Why do you think it's not a good heuristic to be able to quickly spot the tell-tale signs of LLM involvement, before you've wasted time reading slop?
Yes, there will be false positives. It's a heuristic after all.
If anything, I'd rather that renderers like Markdown just all agree to change " - " to an en dash and " -- " to an em dash. Then we could put the matter to bed once and for all.
I was just curious why you've decided paying attention to them is a bad heuristic. Sure, it can change once people instruct their LLMs not to use them, but still, for now, they sure seem to overuse them!
That and "let's unpack this". I swear, I'll forbid ChatGPT from using "unpack" ever again, in any context!
So the only real purpose of the heuristic is to add a tiny extra vote of confidence when I see a comment that otherwise appears to be lazy ChatGPT copypasta, but in such cases I'll predict that it was probably LLM output either way, and I'll judge that it appears to be poor writing that isn't worth my time regardless of whether or not an LLM was involved.
Fundamentally, the issue I'm seeing here is that we're all talking over each other because we need a better standardized term than "LLM output". I suppose "slop" could work if we universally that it referred only to a subset of LLM output, rather than being synonymous with LLM output in general, but I'm not sure that we do universally agree on that.
If someone types the equivalent of a Google search into ChatGPT, or a spammer has an automated process generically reply to social media posts/comments, that's what qualifies to me as "slop". Most of us here have seen it in the wild by now, and there's obviously a distinctive common style (at least for now), and I think we can all agree that it sucks. That's very different from someone investing time and/or expertise to produce content that just happens to involve an LLM as one of the tools in their arsenal; the attitude it isn't is just the modern equivalent of considering cellular phone calls or typed letters to be "impersonal".
I'm not suggesting that LLM output doesn't tend to have a higher density of em dashes than human output. I'm just pushing back on the idea that presence of em dashes is sufficient evidence to dismiss something as probably-LLM-generated, which is no better than superstition. I mean, I've used em dashes in a number of comments in this thread, and no one has accused me of using an LLM, so it can't be a pattern that anyone puts too much stock in.
Citation needed.
> Who is it helping if we collectively bully ourselves into excising a perfectly good punctuation mark from human language?
Humans can adapt faster than LLM companies, at least for the moment.
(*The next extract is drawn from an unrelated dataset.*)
Issue #81, opened 2017-02-13
Figure out how to set up karma with rails sprockets


LKWLaLa:
## Problem ##
We need to write tests for our Angular code.  Currently Karma only identifies Angular dependency injections if the DI module's code is located in our project's main file tree.   However, several dependency injections (such as `templates` and `ui.bootstrap`) were installed via the Gemfile/bundler, and are loaded through the Rails asset pipeline / sprockets.  In order to write tests on the Angular side, we need Karma to be able to load these files as well.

We need to be willing to play to our strengths.
Who is it helping if we bully ourselves into ignoring a simple, easy "tell"?
https://en.wikipedia.org/wiki/Dash
Humans can adapt faster than LLM companies
No one said anything about LLM companies. If I were a spammer today, I'd just have my code replace dashes in LLM output with hyphens before posting it. As a human, I'm not going to suddenly stop using dashes because a handful of people are treating a silly meme as if it were a genuinely useful heuristic.